La justice tunisienne a estimé que le pays serait plus sûr si le président de l’ordre des médecins vétérinaires, Ahmed Rejeb, était placé en détention. Le médecin a eu le malheur de faire une déclaration à la presse relatant certaines revendications de la corporation qu’il représente. Il a tout de suite fait l’objet d’une plainte de la part du ministre de l’Agriculture, Abdelmonem Belati, sur la base du fameux décret 54, décidément fait à la mesure de nos ministres. Le ministre estime que Ahmed Rejeb a propagé de fausses informations susceptibles de nuire à autrui.
Pourtant, le président de l’ordre des médecins vétérinaires n’a fait qu’alerter sur les dangers de la non-vaccination en citant un nombre de maladies qui existent déjà dans notre pays. Il a également demandé que les tarifs pratiqués soient révisés à la hausse pour que le vétérinaire s’y retrouve et ne participe aux campagnes de vaccination sur sa propre caisse.
Personne, ni parmi les vétérinaires, ni parmi les professionnels de la presse, n’a trouvé quelque chose à redire sur l’article ou n’y a décelé la moindre attaque visant la personne du ministre. Encore une fois, il s’agit du président d’un ordre qui exprime les revendications du secteur qu’il représente, ni plus ni moins. Cela a suffi aux services de l’agriculture pour déclencher une plainte. Nous aurions pu penser que le ministre et ses équipes seraient bien trop occupés avec les problèmes d’eau et de coupures, des filières agricoles qui périclitent, des prix qui atteignent des niveaux inédits, de la problématique des fourrages et autres sujets sérieux. Toutefois, ils ont quand même trouvé le temps pour aller déposer plainte.

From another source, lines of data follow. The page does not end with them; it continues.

PR #2154, opened 2024-01-23
Calibration data for various Phase One XF/Mamiya 645 lenses

BAGELGENESIS:
Added IQ180 and IQ140 digital backs.
Added the following lenses:
- Mamiya 120mm f/4.0
- Mamiya 150mm f/3.5
- Schneider LS 80mm f/2.8

### DIFF
--- a/data/db/6x6.xml
+++ b/data/db/6x6.xml
@@ -104,6 +104,88 @@
     </lens>
 
     <lens>
+        <maker>Mamiya</maker>
+        <model>120mm f/4.0</model>
+        <mount>Mamiya 645</mount>
+        <cropfactor>0.644</cropfactor>
+        <calibration>
+            <distortion model="ptlens" focal="120.0" a="0.000368115" b="-0.00348236" c="0.00443514" />
+            <tca model="poly3" focal="120.0" br="-0.0000119" vr="0.9999574" bb="0.0000050" vb="0.9999868" />
+            <vignetting model="pa" focal="120.0" aperture="4.0" distance="0.402" k1="0.0501982" k2="-1.1374235" k3="0.5416169" />
+            <vignetting model="pa" focal="120.0" aperture="4.0" distance="0.804" k1="-1.3133803" k2="1.1395689" k3="-0.4782986" />
+            <vignetting model="pa" focal="120.0" aperture="4.0" distance="2.412" k1="-1.7653588" k2="1.8503581" k3="-0.8170525" />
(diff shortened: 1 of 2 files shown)


tuxfanx:
I think there is a mistake in the profiles.
The aspect ratio is not specified, [see here](https://wilson.bronger.org/lensfun/el_lens.html).
It should be specified when creating the profile. I don't know whether the missing information in the different applications leads to incorrect corrections. If no information is provided, lensfun assumes an aspect ratio of 3:2.

The model name should include "Mamiya" like the other Mamiya lenses. You can use e.g. `<model lang="en">Mamiya 20mm f/4.0</model>` on an additional line.

It is sometimes helpful if the lens profile contains information about which camera was used e.g. `<!-- Taken with  Phase One IQ 180-->`

tuxfanx:
I found the pictures, thank you very much.
I looked at your changes in the new PR. It is not allowed to use the `<model>` identifier twice. [This identifier](https://wilson.bronger.org/lensfun/el_lens.html) is for the automatic lens detection. Please use the identifier `<model lang="en">Mamiya ....</model>`. This identifier is then only responsible for the output on the screen and the [lensfun coverage website](https://wilson.bronger.org/lensfun_coverage.html).

The line with information about the camera used should be part of the calibration data obtained with it. The calibration data of a lens profile could have been created with different camera models.

Here is an example from the database:
```
<lens>
        <maker>Nikon</maker>
        <model>Nikon AF-S Nikkor 16-35mm f/4G ED VR</model>
        <model lang="en">Nikkor AF-S 16-35mm f/4G ED VR</model>
        <mount>Nikon F AF</mount>
        <cropfactor>1</cropfactor>
        <calibration>
            <!-- Taken with Nikon D750 -->
            <distortion model="ptlens" focal="16" a="0.01589" b="-0.08067" c="0.06712"/>
```

tuxfanx:
In my OS (Debian Bookworm) lensfun does not perform picture correction under Darktable if the aperture range is included in the model name. If I paste the original model name back without the aperture range, the correction is carried out. However, I have to select all the lenses manually. Seems that Exiv2 has problems with the Phase One exif data.
Does the picture correction work on your OS with the aperture range in the model name?

tuxfanx:
Thank you for the hints!
After I converted the images with the Adobe DNG converter, the automatic correction also works in my system. We should leave the model names as they are now. The problem lies with exiv2 and the IIQ file format.
I would still like to change one thing. The profile for the Schneider lens should not be in the slr-schneider.xml. I think it should be in the 6x6.xml. It's a medium format lens, isn't it?

PR #1768, opened 2025-08-15
Improve new contributor experience

mathrick:
This fixes a couple frustrations I ran into in my recent PRs:

- Adds a single `make` target to run all style checks that will be required for a PR
- Adds the missing dev dependency on `codespell`
- Updates `CONTRIBUTING.rst` to mention how to install Dulwich in dev mode, the required checks for PRs, and fixes an apparent typo in the coding style section (which seems to be the opposite of what the code actually uses)
- Fixes code blocks in `CONTRIBUTING.rst`  for proper rendering on GitHub

You might also want to consider using the `make` targets inside the PR test workflow instead of inlining their corresponding commands, to guarantee they won't drift apart, but that's a larger decision and I leave it up to you.

### DIFF
--- a/CONTRIBUTING.rst
+++ b/CONTRIBUTING.rst
@@ -42,8 +42,7 @@ There are also other, optional dependencies which are needed to run the full tes
 implement optional features, and provide the full typing information. They are however not
 strictly necessary; the above is sufficient to start developing and have your PR pass the
 tests in most cases. Please consult the ``[project.optional-dependencies]`` section in
-``pyproject.toml`` and the various targets in ``Makefile`` for a full list of optional
-dependencies.
+``pyproject.toml``.
 
 Coding style
 ------------
@@ -53,7 +52,9 @@ and typing checks" below for details on running style checkers.
 
 Public methods, functions and classes should all have doc strings. Please use
 Google style docstrings to document parameters and return values.
-You can generate the documentation by running "make doc".
+You can generate the documentation by running ``pydoctor --docformat=google dulwich``
+from the root of the repository, and then opening
+``apidocs/index.html`` in your web browser.
 
 String Types
 ~~~~~~~~~~~~
@@ -98,39 +99,49 @@ dulwich package. This will ensure that the deprecation is handled correctly:
 
 Running the tests
 -----------------
-To run the testsuite, you should be able to simply run "make check". This
-will run the tests using unittest.
+To run the testsuite, you should be able to run ``dulwich.tests.test_suite``.
+This will run the tests using unittest.
 
 .. code:: console
 
-   $ make check
+   $ python -m unittest dulwich.tests.test_suite
 
 The compatibility tests that verify Dulwich behaves in a way that is compatible
 with C Git are the slowest, so you may want to avoid them while developing:
 
 .. code:: console
 
-   $ make check-nocompat
+   $ python -m unittest dulwich.tests.nocompat_test_suite
 
 testr and tox configuration is also present.
 
 Style and typing checks
 -----------------------
 
-Use ``make all-style`` to run all style-related checks. Use ``make typing`` for typing
-checks. Those checks are *mandatory*, a PR will not pass tests and will not be merged if
+Several static analysis tools are used to ensure code quality and consistency.
+
+* Use ``ruff check`` to run all style-related checks.
+* Use ``ruff format --check`` to check code formatting.
+* Use ``mypy dulwich`` for typing checks.
+* Use ``codespell`` to check for common misspellings.
+
+Those checks are *mandatory*, a PR will not pass tests and will not be merged if
 they aren't successful.
 
 .. code:: console
 
-   $ make all-style
-   $ make typing
+   $ ruff check
+   $ ruff format --check
+   $ mypy dulwich
+   $ codespell
 
-Some of these checks will modify the code to fix issues encountered, remember to commit
-these changes afterwards!
+In some cases you can automatically fix issues found by these tools. To do so, you can run:
 
-There are also individual ``make`` targets to run just a single style check, see the
-definition of ``all-style`` in ``Makefile``.
+.. code:: console
+
+   $ ruff check --fix  # or pass --unsafe-fixes to apply more aggressive fixes
+   $ ruff format
+   $ codespell --config .codespellrc -w
 
 Merge requests
 --------------
--- a/CONTRIBUTING.rst
+++ b/CONTRIBUTING.rst
@@ -6,12 +6,50 @@ Where possible include updates to NEWS along with your improvements.
 
 New functionality and bug fixes should be accompanied by matching unit tests.
 
+Installing development dependencies
+-----------------------------------
+
+Contributing to Dulwich requires several more dependencies than are required to install
+the base package; they are used to run tests and various other checks.
+
+First, make sure your system has the Rust compiler and Cargo (the Rust package manager)
+installed. As this is a system-level requirement and not a Python library, the right way
+to install it depends on your platform. Please consult the `Rust documentation
+<https://www.rust-lang.org/learn/get-started>`__ to find out more.
+
+Next, you will need to set up your Python environment for Dulwich. An easy way to get
+started is to install the checked out Dulwich package in editable mode with ``dev``
+extras, preferably in a new virtual environment:
+
+.. code:: console
+
+   $ cd ~/path/to/checkouts/dulwich
+   # Create and activate a virtual environment via your favourite method, such as pyenv,
+   # uv, built-in venv module...
+   $ python -m venv .venv && . .venv/bin/activate
+   # Now install Dulwich and the required dependencies
+   $ pip install -e ".[dev]"
+
+This will ensure the tools needed to test your changes are installed. It is not necessary
+to install Dulwich in editable mode (``-e``), but doing so is convenient for development,
+as code changes will be visible immediately, without requiring a reinstall (although any
+running Python processes will need to be reloaded to see the updated module
+definitions). Editable mode only applies to Python code; if you modify any of the Rust
+extension code, you will need to reinstall the package for the extensions to be
+recompiled.
+
+There are also other, optional dependencies which are needed to run the full test suite,
+implement optional features, and provide the full typing information. They are however not
+strictly necessary; the above is sufficient to start developing and have your PR pass the
+tests in most cases. Please consult the ``[project.optional-dependencies]`` section in
+``pyproject.toml`` and the various targets in ``Makefile`` for a full list of optional
+dependencies.
+
 Coding style
 ------------
-Where possible, please follow PEP8 with regard to coding style. Run ruff.
-
-Furthermore, triple-quotes should always be """, single quotes are ' unless
-using " would result in less escaping within the string.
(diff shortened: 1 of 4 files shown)


CONTRIBUTING.rst
```diff
@@ -6,12 +6,29 @@ Where possible include updates to NEWS along with your improvements.
...
+Installing development dependencies
+-----------------------------------
+
+Install the checked out Dulwich package in editable mode with ``dev`` extras:
+
+.. code:: console
+
+   $ cd ~/path/to/checkouts/dulwich
+   # Make sure to run this in a virtual environment
+   $ pip install -e ".[dev]"
```
jelmer, line 18: This seems a little prescriptive - I've personally never used -e.

CONTRIBUTING.rst
```diff
@@ -6,12 +6,29 @@ Where possible include updates to NEWS along with your improvements.
...
+
+This will ensure all the tools needed to test the changes are installed. Since Dulwich is
+installed in editable mode, code changes will be visible immediately, without requiring a
+reinstall (but any running Python processes will need to be reloaded to see the updated
+module definitions).
+
 Coding style
 ------------
-Where possible, please follow PEP8 with regard to coding style. Run ruff.
```
jelmer, line 11: This should just recommend running ruff without going into details.

Makefile
```diff
@@ -9,6 +9,8 @@ DESTDIR=/
 
 all: build
 
+all-style:: fix reformat codespell
```
jelmer, line 12: style intentionally only reports on style, it doesn't make any changes. So it seems that all-style would.

fix makes actual code changes, it's not just a style thing.

jelmer (changes requested):

CONTRIBUTING.rst
mathrick: Not sure what you mean, which part are you referring to? If the "PEP8" part, that's just the original contents of the file, I didn't change it :). I can update it however.

CONTRIBUTING.rst
mathrick: Sure, I can make it less prescriptive and more of a "here's an easy way to start".

CONTRIBUTING.rst
mathrick: I adjusted it, does it look better to you?

CONTRIBUTING.rst
mathrick: I adjusted the wording to make it more of general outline, and expanded it to mention Rust / Cargo being required as well.

mathrick:
I changed it to address your feedback. 

I also added `setuptools` and `setuptools-rust` to the `dev` requirements. I actually forgot that it was another snag I ran into immediately after cloning Dulwich, as `make check` requires them by virtue of invoking `setup.py`. Unfortunately, I don't know of a better way of signalling that `build-system.requires` dependencies are also needed here; I'm afraid listing them again is the only option.

mathrick:
Dulwich code itself doesn't need them, but all `make check-*` targets do, as they call `setup.py`, which requires both to be present. When it's through the `build-system.requires`, apparently it's enough to only list `setuptools` and it takes care of installing Rust extensions itself, but when it's `python setup.py`, then the same automatic dependency mechanism doesn't kick in and `setuptools-rust` needs to be listed as well.

Makefile
mathrick: I went ahead and added separate `all-style` and `all-fix`. I also reordered the targets within `Makefile` so they're grouped by area; this doesn't change any of the rules, just makes them easier to scan to find the one you're interested in IMHO.

Makefile
```diff
@@ -42,36 +54,34 @@ check-noextensions:: clean
...
-	rm -f dulwich/*.so
-
 style:
 	$(RUFF) check .
 
+fix:
+	ruff check --fix .
+
+format:
+	ruff format --check .
```
jelmer, line 67: This is a change in behaviour, please just have "make format" do formatting - not just check whether reformatting is necessary.

Makefile
```diff
@@ -7,20 +7,32 @@ COVERAGE = python3-coverage
...
+	coverage coverage-html doc sphinx apidocs
+
 all: build
 
-doc:: sphinx
+all-style:: style format codespell
 
-sphinx::
-	$(MAKE) -C docs html
+all-fix:: fix reformat codespell
```
jelmer, line 21: codespell doesn't make changes so it seems odd to be included here.

I'd also argue that reformat does something fundamentally different from "ruff check --fix" which does more than just change formatting - it can affect behaviour.

Makefile
```diff
@@ -7,20 +7,32 @@ COVERAGE = python3-coverage
...
 	$(SETUP) build_ext -i
 
+clean::
+	$(SETUP) clean --all
+	rm -f dulwich/*.so
+
 install::
 	$(SETUP) install --root="$(DESTDIR)"
 
+check-all: check check-pypy check-noextensions
```
jelmer, line 34: This breaks when run with "make -j". 

"check-all" is a bit confusing name - what is this target really trying to do? "check" for most projects means running the test suite. I'm not sure why this also tests typing.

jelmer (changes requested):

CONTRIBUTING.rst
```diff
@@ -6,12 +6,50 @@ Where possible include updates to NEWS along with your improvements.
...
+dependencies.
+
 Coding style
 ------------
-Where possible, please follow PEP8 with regard to coding style. Run ruff.
+The code follows the PEP8 coding style. There are ``ruff`` rules in place that define the
+exact code style, please run it to make sure your changes are conformant. See also "Style
+and typing checks" below for details on running style checkers.
 
-Furthermore, triple-quotes should always be """, single quotes are ' unless
```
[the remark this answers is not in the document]
mathrick: Sure, I can do that.

Makefile
mathrick: But that's what `reformat` already does? This is a new target that only does checks, but doesn't change anything, to provide parity with other check/fix targets.

Makefile
mathrick: That's news to me, and the [Ruff docs](https://docs.astral.sh/ruff/formatter/) make no mention of that, are you sure? The formatter is supposed to reformat the code only, not change how it parses. You might be thinking of `ruff check --unsafe-fixes`, which does say it could potentially change behaviour, but none of our rules use that.

Makefile
mathrick: I don't know :). This is an existing rule, I just moved it around. I agree that it doesn't seem to have a clear purpose.

mathrick:
> > Dulwich code itself doesn't need them, but all `make check-*` targets do, as they call `setup.py`, which requires both to be present. When it's through the `build-system.requires`, apparently it's enough to only list `setuptools` and it takes care of installing Rust extensions itself, but when it's `python setup.py`, then the same automatic dependency mechanism doesn't kick in and `setuptools-rust` needs to be listed as well.
> 
> This is where it gets a bit muddy though - "pip install -e ." builds the rust bindings so when doing that, you probably don't want to recommend running make check at all, but just invoking the test suite directly (python -m unittest dulwich.tests.test_suite).

Hmm, that's a good point, but I also don't want to make people have to remember that. I'll see if I can make it work for both cases.

Makefile
jelmer: Ruff is not meant to make changes to behaviour but it's possible, especially in corner cases. Unlikely "ruff format" I'd be uncomfortable running it unconditionally, for example.

Makefile
jelmer: Let's just drop it?

Makefile
jelmer: Oh, I see. Having both format and reformat where one makes changes confused me. Don't really want to bikeshed on this and happy to merge as-is, but I don't think it's a great name.

Makefile
mathrick: I really think this would be considered a serious bug if `ruff format` changed any behaviour. IMHO splitting it out into separate rules that apply fixes, as opposed to simply checking, makes it pretty clear that that's their purpose. I don't think forcing people to apply all the mechanical formatting fixes manually to please the tool is an improvement, when the tool itself can apply them. This just extends the rules so that there's a comprehensive set of checks and matching fixes.

Makefile
mathrick: Can do.

Makefile
mathrick: I also added `codespell-fix` to match the rest. Since spelling fixes are not necessarily obvious, I made it ask for confirmation before applying each one.

mathrick:
@jelmer: I added support for detecting editable install. I don't know what workflow you use yourself, so I wasn't able to test it very extensively, let me know if you run into any issues with it. For me it adds a little bit of overhead for TAB-completion, but I found it to be within acceptable limits. My setup is probably the slowest possible case, as I'm using `pyenv` and its shims are definitely not the fastest.

Makefile
```diff
@@ -4,33 +4,45 @@ SETUP = $(PYTHON) setup.py
 TESTRUNNER ?= unittest
 RUNTEST = PYTHONHASHSEED=random PYTHONPATH=$(shell pwd)$(if $(PYTHONPATH),:$(PYTHONPATH),) $(PYTHON) -m $(TESTRUNNER) $(TEST_OPTIONS)
 COVERAGE = python3-coverage
+EDITABLE := $(shell pip show dulwich 2>/dev/null | grep -E "^Editable project location:")
```
jelmer, line 7: This doesn't work, it will suggest you're in an editable installation if there's a system-wide install of dulwich. 

pip maybe also not be available as "pip" but only as "pip3"

I'd keep this simple and avoid suggest running the Makefile to invoke the test suite in CONTRIBUTING.rst, but just running "python -m unittest dulwich.tests.test_suite".

jelmer (changes requested):

Makefile
jelmer: On Debian systems where there's packages that use Dulwich this is quite common. This is the case on my own system, and running "pip show dulwich" here picks up the system version of Dulwich. This is breaking my personal workflow with the Makefile, because now it stops building the extensions.

I'd be inclined to suggest that CONTRIBUTING.rst doesn't reference the Makefile at all and just suggests running plain commands. That matches what's in the CI workflow, and addresses your concerns about the Make targets. And then CI can avoid touching the Makefile.

jelmer:
Hi @mathrick - I've trimmed this down a bit to exclude the Makefile changes, since I think the other changes to CONTRIBUTING.rst are really useful and I don't want to block those. I hope that's okay. Thanks for the PR!

Still open to refactoring of the makefile, but hopefully this will at least help new contributors.

jelmer (approved):

mathrick:
> Hi @mathrick - I've trimmed this down a bit to exclude the Makefile changes, since I think the other changes to CONTRIBUTING.rst are really useful and I don't want to block those. I hope that's okay. Thanks for the PR!
> 
> Still open to refactoring of the makefile - and I appreciate this doesn't address all of your concerns (especially around CI being able to invoke the Makefile) but hopefully this will at least help new contributors.

Sure thing! Apologies for the late reply; I got pretty busy at work, so this will at least move things forward. I think splitting the make changes into their own thing is a very reasonable way of doing it.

Interrogé sur le sujet en plénière à l’Assemblée, Abdelmonem Belati a botté en touche disant qu’il ne pouvait s’exprimer sur une affaire devant la justice. Cela ne l’a pas empêché, dans la même intervention, de dire que son ministère combat la corruption et a présenté plusieurs dossiers à la justice concernant des lobbies. Quand c’est pour mettre en valeur le ministère, on peut s’autoriser à évoquer des dossiers devant la justice.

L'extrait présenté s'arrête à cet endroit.